**WHAT TO WORK ON**.
Below are the records; give again exactly the line with "Overall looks good, but", the line with "particular, the imxrt10xx", and each line that lies between them, and nothing besides.

**MATERIAL FOR THE TASK**.
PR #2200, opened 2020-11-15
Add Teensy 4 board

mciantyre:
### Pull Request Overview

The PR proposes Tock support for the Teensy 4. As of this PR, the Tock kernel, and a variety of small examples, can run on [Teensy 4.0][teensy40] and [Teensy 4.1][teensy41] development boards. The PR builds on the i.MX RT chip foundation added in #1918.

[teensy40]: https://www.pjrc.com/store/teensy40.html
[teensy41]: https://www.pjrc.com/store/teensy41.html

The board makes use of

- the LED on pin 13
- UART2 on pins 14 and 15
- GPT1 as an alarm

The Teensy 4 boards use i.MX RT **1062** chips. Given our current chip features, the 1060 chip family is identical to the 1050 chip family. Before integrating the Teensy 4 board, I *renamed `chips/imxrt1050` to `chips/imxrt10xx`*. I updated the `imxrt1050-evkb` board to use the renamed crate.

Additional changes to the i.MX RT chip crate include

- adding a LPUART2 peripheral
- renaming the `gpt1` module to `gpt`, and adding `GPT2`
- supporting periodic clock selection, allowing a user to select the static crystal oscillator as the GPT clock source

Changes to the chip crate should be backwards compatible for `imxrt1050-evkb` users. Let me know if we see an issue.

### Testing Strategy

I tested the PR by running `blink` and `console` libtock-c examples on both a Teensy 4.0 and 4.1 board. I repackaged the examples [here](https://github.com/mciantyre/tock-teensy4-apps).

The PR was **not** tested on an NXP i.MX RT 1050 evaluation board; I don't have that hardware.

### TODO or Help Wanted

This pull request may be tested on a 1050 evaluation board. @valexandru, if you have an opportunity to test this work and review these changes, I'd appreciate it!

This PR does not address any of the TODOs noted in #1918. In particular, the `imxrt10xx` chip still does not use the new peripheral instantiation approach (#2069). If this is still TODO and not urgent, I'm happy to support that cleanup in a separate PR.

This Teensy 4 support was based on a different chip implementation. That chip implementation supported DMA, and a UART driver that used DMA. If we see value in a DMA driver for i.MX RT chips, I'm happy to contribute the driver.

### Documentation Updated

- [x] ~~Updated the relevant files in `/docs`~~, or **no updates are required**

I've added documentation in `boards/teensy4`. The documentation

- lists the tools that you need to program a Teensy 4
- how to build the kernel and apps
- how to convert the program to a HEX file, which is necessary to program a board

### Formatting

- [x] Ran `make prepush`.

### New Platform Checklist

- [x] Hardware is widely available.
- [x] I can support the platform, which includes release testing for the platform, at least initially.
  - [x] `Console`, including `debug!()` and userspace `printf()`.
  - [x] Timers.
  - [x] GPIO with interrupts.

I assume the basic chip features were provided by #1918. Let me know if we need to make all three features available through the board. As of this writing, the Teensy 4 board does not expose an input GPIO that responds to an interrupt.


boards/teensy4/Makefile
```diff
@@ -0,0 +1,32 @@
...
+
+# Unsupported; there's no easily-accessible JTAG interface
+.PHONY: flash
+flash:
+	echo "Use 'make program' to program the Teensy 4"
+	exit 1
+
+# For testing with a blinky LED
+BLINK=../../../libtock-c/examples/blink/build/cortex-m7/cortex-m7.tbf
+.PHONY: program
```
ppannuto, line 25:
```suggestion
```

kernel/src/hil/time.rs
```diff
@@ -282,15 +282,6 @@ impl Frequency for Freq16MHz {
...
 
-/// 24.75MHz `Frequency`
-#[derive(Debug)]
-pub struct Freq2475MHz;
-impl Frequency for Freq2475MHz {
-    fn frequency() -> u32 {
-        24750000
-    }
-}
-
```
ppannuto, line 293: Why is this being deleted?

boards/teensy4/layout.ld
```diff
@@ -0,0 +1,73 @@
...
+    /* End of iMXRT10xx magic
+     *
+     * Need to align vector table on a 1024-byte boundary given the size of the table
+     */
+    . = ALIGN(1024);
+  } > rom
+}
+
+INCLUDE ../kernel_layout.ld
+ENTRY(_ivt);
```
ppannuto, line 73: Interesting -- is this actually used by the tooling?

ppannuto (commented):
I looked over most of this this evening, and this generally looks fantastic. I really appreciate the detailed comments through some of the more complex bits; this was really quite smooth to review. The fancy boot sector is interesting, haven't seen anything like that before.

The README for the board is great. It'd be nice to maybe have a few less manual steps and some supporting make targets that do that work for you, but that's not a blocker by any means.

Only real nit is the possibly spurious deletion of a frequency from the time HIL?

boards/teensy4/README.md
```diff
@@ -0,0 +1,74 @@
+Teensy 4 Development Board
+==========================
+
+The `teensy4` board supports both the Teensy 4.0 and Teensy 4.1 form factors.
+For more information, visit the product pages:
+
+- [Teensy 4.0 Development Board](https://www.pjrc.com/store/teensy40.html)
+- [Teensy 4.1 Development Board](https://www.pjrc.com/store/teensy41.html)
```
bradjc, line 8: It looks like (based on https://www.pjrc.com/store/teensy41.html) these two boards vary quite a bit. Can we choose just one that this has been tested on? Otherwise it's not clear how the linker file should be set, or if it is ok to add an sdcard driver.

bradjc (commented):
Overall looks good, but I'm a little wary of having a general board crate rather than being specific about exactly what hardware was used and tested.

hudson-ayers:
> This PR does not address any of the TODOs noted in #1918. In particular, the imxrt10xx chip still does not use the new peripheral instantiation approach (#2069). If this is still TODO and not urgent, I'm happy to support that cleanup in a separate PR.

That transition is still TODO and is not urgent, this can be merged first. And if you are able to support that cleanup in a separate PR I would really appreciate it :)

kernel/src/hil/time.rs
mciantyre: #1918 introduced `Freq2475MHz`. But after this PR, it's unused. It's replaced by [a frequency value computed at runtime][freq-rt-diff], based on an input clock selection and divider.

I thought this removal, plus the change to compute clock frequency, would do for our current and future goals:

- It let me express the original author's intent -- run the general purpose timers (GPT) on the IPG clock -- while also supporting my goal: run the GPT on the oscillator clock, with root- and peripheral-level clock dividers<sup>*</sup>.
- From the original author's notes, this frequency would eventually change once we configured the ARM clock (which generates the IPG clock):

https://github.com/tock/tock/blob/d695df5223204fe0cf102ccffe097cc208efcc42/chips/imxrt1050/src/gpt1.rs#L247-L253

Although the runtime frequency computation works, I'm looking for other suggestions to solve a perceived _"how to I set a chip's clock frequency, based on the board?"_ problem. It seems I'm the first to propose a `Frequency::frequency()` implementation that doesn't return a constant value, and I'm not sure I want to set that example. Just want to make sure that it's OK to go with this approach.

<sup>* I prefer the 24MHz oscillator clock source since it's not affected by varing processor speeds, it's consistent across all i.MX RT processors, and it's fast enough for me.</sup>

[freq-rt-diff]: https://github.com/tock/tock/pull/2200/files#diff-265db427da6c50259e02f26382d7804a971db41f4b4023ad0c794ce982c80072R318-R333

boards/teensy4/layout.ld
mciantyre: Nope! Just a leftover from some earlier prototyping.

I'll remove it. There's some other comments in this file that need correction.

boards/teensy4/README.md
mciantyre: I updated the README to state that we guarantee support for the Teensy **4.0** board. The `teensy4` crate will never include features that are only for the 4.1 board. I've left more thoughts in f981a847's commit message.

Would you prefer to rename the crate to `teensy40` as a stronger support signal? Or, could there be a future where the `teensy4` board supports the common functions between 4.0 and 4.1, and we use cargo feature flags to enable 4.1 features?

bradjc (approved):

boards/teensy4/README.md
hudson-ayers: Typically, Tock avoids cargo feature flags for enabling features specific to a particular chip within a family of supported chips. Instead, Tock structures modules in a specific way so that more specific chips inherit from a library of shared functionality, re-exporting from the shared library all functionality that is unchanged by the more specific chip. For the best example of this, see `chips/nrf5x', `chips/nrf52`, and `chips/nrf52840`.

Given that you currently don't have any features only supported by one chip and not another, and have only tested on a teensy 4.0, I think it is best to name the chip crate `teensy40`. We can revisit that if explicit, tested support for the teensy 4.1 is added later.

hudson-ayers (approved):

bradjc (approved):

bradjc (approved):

--

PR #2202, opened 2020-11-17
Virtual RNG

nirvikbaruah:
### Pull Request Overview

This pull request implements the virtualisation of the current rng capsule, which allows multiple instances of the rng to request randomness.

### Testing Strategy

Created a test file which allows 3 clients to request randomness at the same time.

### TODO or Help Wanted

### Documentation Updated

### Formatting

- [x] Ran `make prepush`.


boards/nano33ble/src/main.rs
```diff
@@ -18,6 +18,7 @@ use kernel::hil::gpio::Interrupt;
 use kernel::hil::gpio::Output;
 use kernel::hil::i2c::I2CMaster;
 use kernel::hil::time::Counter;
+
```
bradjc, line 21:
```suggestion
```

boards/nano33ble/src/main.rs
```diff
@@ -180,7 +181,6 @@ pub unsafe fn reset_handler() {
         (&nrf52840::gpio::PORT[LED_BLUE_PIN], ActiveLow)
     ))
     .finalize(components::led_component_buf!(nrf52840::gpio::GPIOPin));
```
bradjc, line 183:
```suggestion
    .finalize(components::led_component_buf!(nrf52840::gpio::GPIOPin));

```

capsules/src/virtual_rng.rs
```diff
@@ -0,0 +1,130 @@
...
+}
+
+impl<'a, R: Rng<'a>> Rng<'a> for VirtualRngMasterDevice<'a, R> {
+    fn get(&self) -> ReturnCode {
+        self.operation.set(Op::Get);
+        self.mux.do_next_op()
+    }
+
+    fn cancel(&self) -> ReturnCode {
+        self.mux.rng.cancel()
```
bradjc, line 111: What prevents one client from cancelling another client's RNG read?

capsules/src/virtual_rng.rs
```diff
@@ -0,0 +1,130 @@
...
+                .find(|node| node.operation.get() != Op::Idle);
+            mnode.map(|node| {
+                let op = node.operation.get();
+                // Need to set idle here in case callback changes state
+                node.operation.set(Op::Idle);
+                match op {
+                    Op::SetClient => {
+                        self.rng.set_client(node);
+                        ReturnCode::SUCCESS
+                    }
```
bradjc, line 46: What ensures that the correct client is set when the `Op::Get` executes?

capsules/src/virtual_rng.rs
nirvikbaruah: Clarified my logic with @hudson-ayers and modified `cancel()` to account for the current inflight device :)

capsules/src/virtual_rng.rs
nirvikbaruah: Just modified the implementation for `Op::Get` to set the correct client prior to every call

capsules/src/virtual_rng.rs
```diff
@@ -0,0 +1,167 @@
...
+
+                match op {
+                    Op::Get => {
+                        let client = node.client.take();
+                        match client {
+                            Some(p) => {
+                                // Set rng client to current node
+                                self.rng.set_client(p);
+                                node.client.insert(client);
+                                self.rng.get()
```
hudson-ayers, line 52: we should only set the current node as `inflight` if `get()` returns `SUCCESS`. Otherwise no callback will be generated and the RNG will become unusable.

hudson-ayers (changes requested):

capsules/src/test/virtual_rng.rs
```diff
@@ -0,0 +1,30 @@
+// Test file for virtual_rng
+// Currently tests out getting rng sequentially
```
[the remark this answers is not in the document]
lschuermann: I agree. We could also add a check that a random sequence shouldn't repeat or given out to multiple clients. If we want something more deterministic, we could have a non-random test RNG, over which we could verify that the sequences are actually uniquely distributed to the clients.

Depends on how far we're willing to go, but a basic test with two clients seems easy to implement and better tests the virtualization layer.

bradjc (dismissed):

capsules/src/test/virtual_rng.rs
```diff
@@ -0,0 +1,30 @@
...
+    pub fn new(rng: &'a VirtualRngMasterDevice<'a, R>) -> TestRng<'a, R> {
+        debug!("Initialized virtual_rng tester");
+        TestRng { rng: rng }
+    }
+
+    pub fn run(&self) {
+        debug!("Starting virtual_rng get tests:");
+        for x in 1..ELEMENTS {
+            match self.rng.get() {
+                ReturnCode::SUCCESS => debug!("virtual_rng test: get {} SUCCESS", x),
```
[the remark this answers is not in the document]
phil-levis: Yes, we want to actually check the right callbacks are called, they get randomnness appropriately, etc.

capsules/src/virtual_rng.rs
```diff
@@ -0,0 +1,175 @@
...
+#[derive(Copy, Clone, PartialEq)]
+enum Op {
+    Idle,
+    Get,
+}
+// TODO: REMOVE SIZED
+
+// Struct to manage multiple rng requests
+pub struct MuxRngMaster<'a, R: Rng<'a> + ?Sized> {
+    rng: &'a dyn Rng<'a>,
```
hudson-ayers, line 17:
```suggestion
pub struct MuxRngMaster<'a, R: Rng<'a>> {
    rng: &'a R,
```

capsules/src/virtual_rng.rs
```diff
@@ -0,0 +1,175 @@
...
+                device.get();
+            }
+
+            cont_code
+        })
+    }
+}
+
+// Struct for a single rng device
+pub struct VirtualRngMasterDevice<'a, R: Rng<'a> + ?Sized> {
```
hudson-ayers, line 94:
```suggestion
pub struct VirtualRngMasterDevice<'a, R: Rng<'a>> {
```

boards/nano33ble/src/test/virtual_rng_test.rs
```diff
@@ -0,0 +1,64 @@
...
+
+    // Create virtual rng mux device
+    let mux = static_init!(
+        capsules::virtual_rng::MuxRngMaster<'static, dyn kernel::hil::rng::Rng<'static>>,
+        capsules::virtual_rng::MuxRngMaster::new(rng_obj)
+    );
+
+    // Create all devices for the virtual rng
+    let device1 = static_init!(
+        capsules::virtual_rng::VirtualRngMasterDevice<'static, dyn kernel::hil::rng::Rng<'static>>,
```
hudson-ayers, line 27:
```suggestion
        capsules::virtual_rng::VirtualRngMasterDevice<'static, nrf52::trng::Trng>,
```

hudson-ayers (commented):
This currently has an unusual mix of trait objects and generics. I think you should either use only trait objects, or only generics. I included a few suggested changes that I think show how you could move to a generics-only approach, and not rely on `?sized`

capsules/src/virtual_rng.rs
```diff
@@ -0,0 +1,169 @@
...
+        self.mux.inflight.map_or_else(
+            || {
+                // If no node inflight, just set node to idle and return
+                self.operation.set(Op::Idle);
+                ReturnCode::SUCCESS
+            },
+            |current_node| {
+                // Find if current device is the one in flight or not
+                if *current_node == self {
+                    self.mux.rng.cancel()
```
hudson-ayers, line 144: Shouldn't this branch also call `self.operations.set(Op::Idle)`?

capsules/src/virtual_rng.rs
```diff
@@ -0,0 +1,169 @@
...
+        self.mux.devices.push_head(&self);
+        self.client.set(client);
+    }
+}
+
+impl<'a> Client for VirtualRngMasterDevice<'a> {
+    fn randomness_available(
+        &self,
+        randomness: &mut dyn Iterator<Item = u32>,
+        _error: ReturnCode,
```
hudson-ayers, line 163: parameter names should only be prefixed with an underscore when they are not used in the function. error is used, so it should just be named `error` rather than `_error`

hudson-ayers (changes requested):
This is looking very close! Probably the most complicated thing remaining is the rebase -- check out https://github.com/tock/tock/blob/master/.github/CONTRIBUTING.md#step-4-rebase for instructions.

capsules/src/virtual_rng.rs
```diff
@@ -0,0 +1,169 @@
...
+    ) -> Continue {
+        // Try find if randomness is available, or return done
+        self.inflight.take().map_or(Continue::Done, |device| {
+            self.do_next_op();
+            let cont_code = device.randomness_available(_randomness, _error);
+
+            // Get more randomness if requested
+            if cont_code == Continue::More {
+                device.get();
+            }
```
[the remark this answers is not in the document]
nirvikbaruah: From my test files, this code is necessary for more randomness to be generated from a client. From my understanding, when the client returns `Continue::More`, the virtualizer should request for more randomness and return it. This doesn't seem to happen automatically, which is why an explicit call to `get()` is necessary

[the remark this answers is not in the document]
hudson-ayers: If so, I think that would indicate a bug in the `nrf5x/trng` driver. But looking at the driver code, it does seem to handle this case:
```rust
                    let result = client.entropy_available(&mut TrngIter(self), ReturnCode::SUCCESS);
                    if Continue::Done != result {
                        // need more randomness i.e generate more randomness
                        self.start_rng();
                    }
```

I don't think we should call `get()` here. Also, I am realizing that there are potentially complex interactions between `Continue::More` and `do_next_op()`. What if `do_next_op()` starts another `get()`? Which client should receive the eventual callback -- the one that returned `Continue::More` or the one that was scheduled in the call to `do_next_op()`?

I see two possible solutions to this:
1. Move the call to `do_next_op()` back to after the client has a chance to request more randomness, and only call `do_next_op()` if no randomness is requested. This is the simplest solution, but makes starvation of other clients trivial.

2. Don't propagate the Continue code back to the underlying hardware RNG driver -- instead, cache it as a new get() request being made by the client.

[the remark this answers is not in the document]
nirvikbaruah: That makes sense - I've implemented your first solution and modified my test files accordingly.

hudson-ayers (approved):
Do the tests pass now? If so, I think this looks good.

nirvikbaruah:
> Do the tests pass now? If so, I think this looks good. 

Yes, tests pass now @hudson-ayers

**RESPONSE**.
Overall looks good, but I'm a little wary of having a general board crate rather than being specific about exactly what hardware was used and tested.

hudson-ayers:
> This PR does not address any of the TODOs noted in #1918. In particular, the imxrt10xx chip still does not use the new peripheral instantiation approach (#2069). If this is still TODO and not urgent, I'm happy to support that cleanup in a separate PR.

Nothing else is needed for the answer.